Task: Check every line of the entries for the string "include" and return the ones that contain it.
(Supplied information)
PR #103, opened 2023-02-12
Mark tutorial executables as `manual`

chiphogg:
When we run `bazel test //...:all`, we currently get this nuisance
warning:

```
tutorial/101_quantity_makers.cc:68:20: warning: unused variable 'track_length' [-Wunused-variable]
    constexpr auto track_length = meters(track_length_m);
                   ^
```

Tutorials should only ever be run manually.  Tagging them as such
prevents this distraction.

### DIFF
--- a/tutorial/BUILD
+++ b/tutorial/BUILD
@@ -23,6 +23,7 @@ cc_binary(
     name = "101_quantity_makers",
     testonly = True,
     srcs = ["101_quantity_makers.cc"],
+    tags = ["manual"],
     deps = [
         ":utils",
         "//au",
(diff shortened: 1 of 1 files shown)


tutorial/BUILD
```diff
@@ -23,6 +23,7 @@ cc_binary(
     name = "101_quantity_makers",
```
geoffviola, line 23: Q: Any reason this is a cc_binary and not a `cc_library` + `cc_test`?

geoffviola (approved):
I confirmed that the warning exists with `bazel test //...:all` on main. The change removes the warning from `tutorial/101_quantity_makers.cc:68`. The change makes sense, since the tutorials should probably be more of a free-form, literate programming style. Thanks!

tutorial/BUILD
chiphogg: I had to dig a bit to jog my memory.  I think I did it this way because of the `print_raw_number_and_quantity()` function, which simply gets called and isn't part of a test.  Not a super compelling reason, but we can revisit it later.

PR #104, opened 2023-02-14
Ensure that `Rep` is `std::is_arithmetic`

### LINKED ISSUE #38: Guard Rep behind trait with static_assert
What if a user accidentally tries to form a Quantity whose Rep isn't an arithmetic type?  Long-term, we'd like to support this by clearly defining the axioms a Rep has to fulfill.  But there are some Rep types we'll never support (e.g., `std::chrono::nanoseconds` intrinsically makes no sense).  It would be better to fail fast.

The fix here would be to add a static_assert on the Rep.  We could check for `is_arithmetic`.  We could also consider defining a trait which _defaults_ to `is_arithmetic`, although maybe it's best to save that for when we are ready to support this for real.

chiphogg:
This applies to both `Quantity` and `QuantityPoint`.  Most users tend
not to hit this use case, but when they do, it can be pretty confusing.
This `static_assert` will give a direct, readable error message.

It turns out we really only need/want to add this to `Quantity`, not
`QuantityPoint`.  If we add it to both, we get a double error message for
`QuantityPoint`.

Fixes #38.

Test plan
---------

I tried some silly test cases, like `meters(meters(3))`, and
`meters_pt(meters_pt(3))`.  They fail to compile both with and without
this PR in both cases, but the error message with this PR is _much_
shorter and more direct.

### DIFF
--- a/au/quantity.hh
+++ b/au/quantity.hh
@@ -113,6 +113,9 @@ class Quantity {
     using Unit = UnitT;
     static constexpr auto unit = Unit{};
 
+    static_assert(std::is_arithmetic<Rep>::value,
+                  "Rep must be built-in numeric type for now; see #52");
+
     // IMPLICIT constructor for another Quantity of the same Dimension.
     template <typename OtherUnit,
               typename OtherRep,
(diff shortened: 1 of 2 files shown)


geoffviola (approved):
I tried it out with the given examples. Here's a comparison in numbers of lines
Quantity 239->10
QuantityPoint 46->16

That's a great improvement. Thanks!

PR #109, opened 2023-02-18
Upgrade bazel to 6.0.0

chiphogg:
This will give us the `add_prefix` parameter for our `http_archive`
repository rules.  We need this to stay clean once we start bringing in
other libraries to use them in our unit tests.

For example, we're about to provide a compatibility layer for the
nholthaus/units repo.  Without `add_prefix`, our include would look like
either `"include/units.h"` or `"units.h"`, which is generic and error
prone.  With `add_prefix = "nholthaus_units"`, we can make this file
`"nholthaus_units/units.h"`.

I found one breakage from this change.  `bazel` now zealously complains
when we run `clang-format`:

```
WARNING: /home/chogg/.cache/bazel/_bazel_chogg/f4320e9077711029fb47fb5166db48f7/external/llvm_14_toolchain_llvm/BUILD.bazel:18:14: @llvm_14_toolchain_llvm//:bin/clang-format is a source file, nothing will be built for it. If you want to build a target that consumes this file, try --compile_one_dependency
```

The suggested remedy, `--compile_one_dependency`, is a red herring.
Nothing depends on this target, so this won't work.  The solution is
twofold.

1. Distinguish between tools we need to `build`, and those we need to
   simply `fetch`.  This forces an extra argument on us for
   `make_command_from_bazel_run` so each tool can tell us which kind of
   tool it is.

2. Run the executable directly, instead of using `bazel run`.  We need
   to do a `bazel query` to translate it from "label" form to "filename"
   form.  We also need some post-processing, since the result of
   `location` output is of the form `<filename>:1:1 <more stuff>`.  This
   is what the `%%:*` is for: it removes everything after the first `:`.

You may be asking yourself whether we could simply do away with all of
this `lib/command_from_bazel` overhead for `clang-format`, since we now
realize it's just a simple file.  The answer, I think, is no: we need to
ensure fetching happens, and this could still take a while if the llvm
14 toolchain hasn't been fetched.

Test plan
---------

- [x] `bazel test //...:all`
- [x] `clang-format --version`
- [x] `buildifier --version`

The last of these still lists the versions as "redacted", but that's a
pre-existing issue.


tools/lib/command_from_bazel.sh
```diff
@@ -30,15 +30,24 @@ function wrap_bazel () {
...
   # Run _real_ command.
-  wrap_bazel run "$TARGET" "$@"
+  if [ "$BUILD_CMD" == "fetch" ]; then
+    # A target that is simply fetched is a pre-built target.  Bazel 6.0.0 will complain if we use
+    # `bazel run`, because `bazel run` uses `bazel build` under the hood, and there is nothing to
+    # build.  So in this case, we simply execute the target directly.
+    QUERY_RESULT="$(bazel --nohome_rc query --noshow_progress $TARGET --output=location)"
+    "${QUERY_RESULT%%:*}" "$@"
+  else
+    wrap_bazel run "$TARGET" "$@"
```
geoffviola, line 51: Nit: `bazel build` and then `bazel run` causes the build graph to be reloaded maybe unnecessarily.

geoffviola (approved):
The bazel upgrade looks good and the reasoning behind it makes sense. I wasn't able to reproduce the warning. Also, I'm not sure about the bash workaround for the bazel warning. Maybe, @philsc can provide some guidance.

tools/lib/command_from_bazel.sh
chiphogg: This is true.  And bazel's overhead isn't negligible.  But I think "have a slight but noticeable delay on every invocation" is a price worth paying to avoid "have an extremely long delay, with no explanation, on occasional invocations".  Maybe someday we'll find something better!

PR #111, opened 2023-02-20
Revert "Ensure that `Rep` is `std::is_arithmetic` (#104)"

### LINKED ISSUE #38: Guard Rep behind trait with static_assert

chiphogg:
This reverts commit db8819ca28ad138c8a0d841cde9d460bc117f142, which
breaks some code I hadn't been aware of in Aurora's repo.  It turns out
that a few people have started using non-arithmetic Rep already, and it
seems to be working out alright.

I also updated the documentation to reflect our "good" status here,
which I elaborated.  I think mp-units still gets "best" here, since they
have a well-defined concept for their Rep.

Fixes #38.


geoffviola (approved):
Too bad for now. We can always revisit this later.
(End Supplied information)
Result of this task:
nholthaus/units repo.  Without `add_prefix`, our include would look like
either `"include/units.h"` or `"units.h"`, which is generic and error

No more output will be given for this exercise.